So yes your information was bad. And unlike you I have no problem listing sources.
No. Just no. I'm not going to let you get away with that sort of bait and switch. I didn't list sources because I didn't think you would be so foolish as to contradict the truth when you are told the truth.
I thought you would go look up what I told you, find it to be correct, and then avoid making the mistake you have just made.
Let's get something correct. So long as a single person is legally regarded as a slave in a Northern state, the state is still a
slave state. You cannot claim that a state is "free" when people living in it are still in a state of legal bondage. Intentions don't count. That some have been freed also doesn't count. Only when all are freed and the status of "slave" has been declared illegal can you claim to have eliminated slavery in a particular state.
New York:Slavery was still not entirely repealed in the state, because the new law offered an exception, allowing nonresidents to enter New York with slaves for up to nine months, and allowing part-time residents to bring their slaves into the state temporarily. Though few took advantage of it, the "nine-months law" remained on the books until its repeal in 1841, when slavery had become the focus of sectional rivalry and the North was re-defining itself as the "free" region.
Pennsylvania:Rural farmers in Pennsylvania followed the same pattern as Philadelphians, buying up indentured blacks from out of state. The black population of Chester and Delaware counties tripled between 1783 and 1800. Their share of the total population rose from 2.7 percent in 1790 to 6.5 percent in 1820. Some farmers in these places bought slave children in the South, freed them upon entering Pennsylvania as required, and then indentured them to age 28. Families that could not afford slaves could profit from young bound apprentices or servants, and ordinary farmers and artisans in the countryside begin to turn up in the records as owners of black apprentices.
Connecticut:As in other Northern states, gradual emancipation freed no slaves at once.

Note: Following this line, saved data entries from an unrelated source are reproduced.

PR #3085, opened 2025-03-19
Refactor "compute_relative_azimuth" to be more flexible

djhoese:
Similar to #3081, while debugging something unrelated I got annoyed at how many tasks were created for a simple task and decided to wrap the code in a map_blocks call. One complication is that @simonrp84 wrote this function to work for users calling it alone and passing `DataArray` objects, but the only use in Satpy itself is passing dask arrays. I thought about adding a decorator to handle the xarray -> dask conversion and back, but decided the if statements inside the function weren't that bad.

 - [ ] Closes #xxxx 
 - [ ] Tests added 
 - [ ] Fully documented

### DIFF
--- a/satpy/modifiers/angles.py
+++ b/satpy/modifiers/angles.py
@@ -350,6 +350,24 @@ def compute_relative_azimuth(
     Relative azimuth is 0 when sun and satellite are aligned on one side of a pixel (back scatter).
     Relative azimuth is 180 when sun and satellite are directly opposite each other (forward scatter).
     """
+    xarray_dims = getattr(sat_azi, "dims", None)
+    xarray_coords = getattr(sat_azi, "coords", None)
+    if xarray_dims is not None:
+        sat_azi = sat_azi.data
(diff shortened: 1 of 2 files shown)


djhoese:
Note @simonrp84, if you were using this with straight numpy arrays or DataArrays with numpy (instead of dask) arrays inside, then it might not work anymore. I'm not sure what dask `map_blocks` does when provided numpy arrays.

simonrp84:
Apologies for the basic question, but what does this actually achieve? I mean, I get that it reduces the number of dask tasks but does that have any impact from the user side, like faster processing or reduced memory use?

Anyway, can't test the code right now but the changes look OK to me.

djhoese:
Sorry, yes, that's why I lazily mentioned the MODIS PR. This does almost nothing for performance except give dask less tasks to manage. So yes, faster, but by maybe a second or two at most. This is mostly to ease debugging dask graphs and performance related to dask graphs.

PR #3086, opened 2025-03-21
Add reader for OCI onboard NASA's PACE mission.

simonrp84:
This PR adds a reader for Level-1b data from the OCI sensor aboard NASA's PACE mission.

OCI is a hyperspectral sensor, which presents some problems in terms of managing the datasets. Here I use a dynamic dataset approach to generate the datasets for each wavelength measured by OCI.

Todo: Few fixes with the angles and adding some tests.

 - [x] Tests added 
 - [x] Fully documented


mraspaud (approved):
This looks good to me. Anything you want to change before we merge?

simonrp84:
No! All good from my side.

PR #3087, opened 2025-03-25
Add ABI Blowing Snow RGB

djhoese:
Adds the NASA/CIRA "Blowing Snow" RGB to the ABI composites. I only had one winter-ish dataset on my local computer so here's what the top looks like:

image

 - [ ] Closes #xxxx 
 - [ ] Tests added 
 - [ ] Fully documented 


mraspaud (approved):
LGTM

It simply set up slavery for a long-term natural death. Connecticut finally abolished slavery entirely in 1848. The 1800 census counted 951 Connecticut slaves; the number diminished thereafter to 25 in 1830, but then inexplicably rose to 54 in the 1840 census. After that, slaves were no longer counted in censuses for the northern states.
Massachusetts: The Massachusetts Legislature in 1777 tabled a proposal for gradual emancipation. The 1778 draft constitution legally recognized slavery and banned free blacks from voting. It was rejected at the polls, for other reasons. The more liberal state constitution approved two years later contained a bill of rights that declared "all men are born free and equal, and have ... the right of enjoying and defending their lives and liberty."

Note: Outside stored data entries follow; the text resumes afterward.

PR #3088, opened 2025-03-25
Deprecate "cira_day_convection" in favor of "convection"

djhoese:
Added in https://github.com/pytroll/satpy/pull/1251 but was identified as a duplicate from the convection RGB added in #564 but was merged anyway out of impatience it seems.

 - [ ] Closes #xxxx 
 - [ ] Tests added 
 - [ ] Fully documented 

### DIFF
--- a/satpy/etc/composites/abi.yaml
+++ b/satpy/etc/composites/abi.yaml
@@ -353,7 +353,8 @@ composites:
 
   cira_day_convection:
     compositor: !!python/name:satpy.composites.GenericCompositor
-    standard_name: cira_day_convection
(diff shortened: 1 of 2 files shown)


mraspaud (approved):
LGTM

djhoese:
@gerritholl I agree it should have "day" in the name, but all the other "convection" recipes don't have it and all the other ABI "official" RGBs that are "Day X RGB" don't have "Day" in the composite name so I went with consistency rather than what makes more sense to me. If EUM and other core dev folks are onboard I can make a PR trying to add "day_" to the composites it makes sense for.

PR #3091, opened 2025-03-28
Fix `RatioCompositor` `standard_name` handling

pnuu:
The `RatioCompositor` was keeping the `standard_name` of the input data. This PR changes it so that it is taken from the compositor attrs if present. This way the `standard_name` given in the composite definition YAML is replacing the `standard_name` of the combined input data.

Also, the enhancement configs for the ESSL Low Level Moisture where this was noticed have now `standard_name`s defined and the extra comments are removed.

 - [x] Tests added

### DIFF
--- a/satpy/composites/__init__.py
+++ b/satpy/composites/__init__.py
@@ -300,6 +300,8 @@ class RatioCompositor(CompositeBase):
         projectables = self.match_data_arrays(projectables)
         info = combine_metadata(*projectables)
         info["name"] = self.attrs["name"]
+        if "standard_name" in self.attrs:
+            info["standard_name"] = self.attrs["standard_name"]
 
         proj = projectables[0] / projectables[1]
         proj.attrs = info
--- a/satpy/etc/enhancements/generic.yaml
+++ b/satpy/etc/enhancements/generic.yaml
@@ -1230,7 +1230,7 @@ enhancements:
           max_stretch: [50, 50, 100]
 
   essl_low_level_moisture:
-    name: essl_low_level_moisture
+    standard_name: essl_low_level_moisture
     operations:
       - name: linear_stretch
         method: !!python/name:satpy.enhancements.stretch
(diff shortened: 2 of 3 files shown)


satpy/composites/__init__.py
```diff
@@ -300,6 +300,8 @@ def __call__(self, projectables, nonprojectables=None, **info):
         projectables = self.match_data_arrays(projectables)
         info = combine_metadata(*projectables)
         info["name"] = self.attrs["name"]
+        if "standard_name" in self.attrs:
+            info["standard_name"] = self.attrs["standard_name"]
```
djhoese, line 304: Should this do `info.update(self.attrs)` instead to take any metadata that may be defined on YAML?

pnuu: Oooh, yeah, true! Nice catch!

pnuu: Updated in https://github.com/pytroll/satpy/pull/3091/commits/3cc1c6f8cb4eb1b8504a035b8fbed7b90f20f824

djhoese:
Restarting failed CI. Seemed like a OS hiccup.

satpy/etc/enhancements/generic.yaml
```diff
@@ -1241,9 +1241,7 @@ enhancements:
     operations: []
 
   essl_colorized_low_level_moisture:
-    # this enhancement is only found if using name but not standard_name
-    # The colormap was developed by the European Severe Storms Laboratory (ESSL).
```
gerritholl, line 1245: Could have kept this line...

djhoese: Oops PR welcome :wink:

pnuu: I'm pretty sure the reason the comment was there was fixed and the enhancement was found, and thus the comment was removed.

pnuu: Actually it was exactly what this PR did.

djhoese: @pnuu he means:

> # The colormap was developed by the European Severe Storms Laboratory (ESSL).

This provided the basis for abolishing slavery in Massachusetts, but it clearly was not the intent of the Legislature to do so. Popular sentiment and the courts were pro-abolition, however. And it was a 1783 judicial decision, interpreting the wording of the 1780 constitution, that brought slavery to an end in Massachusetts.
New Hampshire: A commonly accepted date for the end of slavery in New Hampshire is 1857, when an act was passed stating that "No person, because of decent, should be disqualified from becoming a citizen of the state." The act is interpreted as prohibiting slavery. By a strict interpretation, however, slavery was outlawed only on Dec. 6, 1865, when the 13th amendment went into effect. (Ratified by New Hampshire July 1, 1865.)
New Jersey:In 1830, of the 3,568 Northern blacks who remained slaves, more than two-thirds were in New Jersey. The institution was rapidly declining in the 1830s, but not until 1846 was slavery permanently abolished. At the start of the Civil War, New Jersey citizens owned 18 "apprentices for life" (the federal census listed them as "slaves") -- legal slaves by any name.
Rhode Island:No slaves were emancipated outright. The 1800 census listed 384 slaves, and the number fell gradually to 5 in 1840, after which slaves were no longer counted in the censuses for the state. And, in an essential element of the 1784 compromise, the right of Rhode Island ship-owners to participate in the foreign slave trade was undisturbed.
You can stand by your misguided version of history all you want to...hell you can stand on your head for all I care.
But the fact of the matter is your wrong. And your version of history is wrong.
You need to recheck your history. One of us has an incorrect grasp of it, and it isn't me. I have offered helpful sources to you up above.
You just can't stand to have someone here know more than you.
I have met people who know more than me (in terms of things worth knowing) and I have met people who are smarter than me, but as of yet I have seen no evidence of either sort for quite awhile.
What I can't stand is for people to spread crap that isn't true, especially if it is contrary to the best interests of the Nation.